A community of 30,000 US Transcriptionist serving Medical Transcription Industry


question for current coders - cj


Posted: May 13, 2014

Have coding processes changed recently at your facilities?  I work for a very large hospital, a level I trauma center and teaching facility.  I work on the outpatient side.  We have strict productivity guidelines not only in terms of charts per hour but also percentage of productive time.  Our volumes are huge and are supposed to be coding within 1.5 to 2 days post discharge.  It seems like they have found more and more ways to cut corners in order to push more charts out the door, obviously in an effor to collect the bills.  We code from Chief complaint and final impression only, thus skip all the histories (medical history, surgery history, social such as smoking history, meds, etc.  Being an old timer, I am having a big problem with this type of coding and just wonder if anyone else is noticing anything similar going on.  I want to do the job right, not just fast.  Has anyone noticed their focus changing to more quantity and away from quality first?  Although I am only a couple of years from retirement, I am considering looking at a job change.  don't want to make a move if it will be more of the same wherever I go.  

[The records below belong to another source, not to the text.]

PR #5420, opened 2026-07-16
fix(background-tasks-server): make background tasks run on the server flavour

adrians5j:
Every background task on the self-hosted (server) flavour stayed stuck `pending` — the worker never completed. Two root causes, both confirmed via runtime logging:

## 1. Worker asset path
`WorkerService` spawned the worker via `new Worker(new URL("../worker/workerEntry.js", import.meta.url))`. The app bundler rewrites that `new URL(...)` to a publicPath asset (`/static/assets/workerEntry.<hash>.js`), which `new Worker()` then can't load as a filesystem path → `Cannot find module '/static/assets/...'`.

`import.meta.url` resolves to this module inside its own **dist** (the bundler preserves it and doesn't inline the package), and the compiled worker + deps live beside it under `dist/worker/` (relative + node-builtin imports only). So resolve it with `path.join` off `import.meta.url` — an expression the bundler leaves untouched — pointing at the real dist worker.

## 2. Task-event validation (AWS leak in the shared runner)
Past the worker, the shared `TaskRunner`'s `TaskEventValidation` **requires AWS Step Functions fields** — `endpoint`, `executionName`, `stateMachineId`:
```
VALIDATION_FAILED_INVALID_FIELDS — endpoint/executionName/stateMachineId: expected string, received undefined
```
AWS's Lambda passes them from the SFN execution context; the server worker's event didn't. Supply them from the server transport: `executionName` = the task id (a stable run id the runner uses for log entries); `endpoint`/`stateMachineId` are validate-only off-AWS.

Also surfaces the worker's error (previously discarded) so a failed task logs instead of silently staying `pending`.

## Verified
End-to-end on the server flavour: image upload → worker spawns → POSTs `/background-task` → validation passes → task runs to completion, AI SDK invoked. AWS flavour unaffected (uses `StepFunctionService`, not this worker).

> Note: AI *image enrichment* separately fails in local dev because it sends the external AI a localhost image URL (`https://api2.localhost/...`) it can't fetch — a deployment/ai-powerups concern, not a bg-tasks issue.

### DIFF
--- a/packages/background-tasks-server/src/service/WorkerTaskService.ts
+++ b/packages/background-tasks-server/src/service/WorkerTaskService.ts
@@ -1,3 +1,5 @@
+import path from "node:path";
+import { fileURLToPath } from "node:url";
 import { Worker } from "node:worker_threads";
 import type { WorkerToParentMessage } from "~/worker/TaskOrchestratorMessage.js";
 import { TaskService } from "@webiny/background-tasks/api/domain/TaskService.js";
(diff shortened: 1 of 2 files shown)


adrians5j:
Folded into #5414 (collapsed the server-flavour follow-ups into a single PR).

Nope, not happening here. - sm

[ In Reply To ..]
I have heard of places that code only the discharge diagnoses without looking at anything else, but I have not seen it. Definitely not where I work.

That's kind of misguided, if you ask me. If you don't read the record, how are you supposed to know if something was POA? How are you supposed to identify complications and comorbidities that were not documented, so you can query?

Someone in management is being short-sighted. They are putting immediate turn-around before revenue. Sounds like they don't understand coding. Sounds like they didn't get the message about using all available documentation.

That being said, a question for you. What are you coding from the history?

That's the question in their minds. They are wondering why you would need to do that. They think the info you need is in the final dxs. They think the doctors know just what to tell you and where to say it.

I would want to have this as a written policy, because I would not want the lost revenue and CMS audit findings coming back to haunt me. I would sure be looking for another job, too.

Bottom Dollar - CT

[ In Reply To ..]
It would be interesting to see the same chart coded both ways, correctly and expeditiously. Would the additional revenues garnered from a more comprehensive approach outweigh the additional costs from delayed payment and employee costs? Being able to spark change often time comes from being able to show how the revenue cycle is being affected by past, current, and potentially future changes. Of course, this doesn't even begin to approach the effect it may have on quality to do this sort of coding...

It is actually possible to code a chart meeting - Both requirements

[ In Reply To ..]
We code charts accurately and expeditiously every day. Not sure why you think it has to be either/or.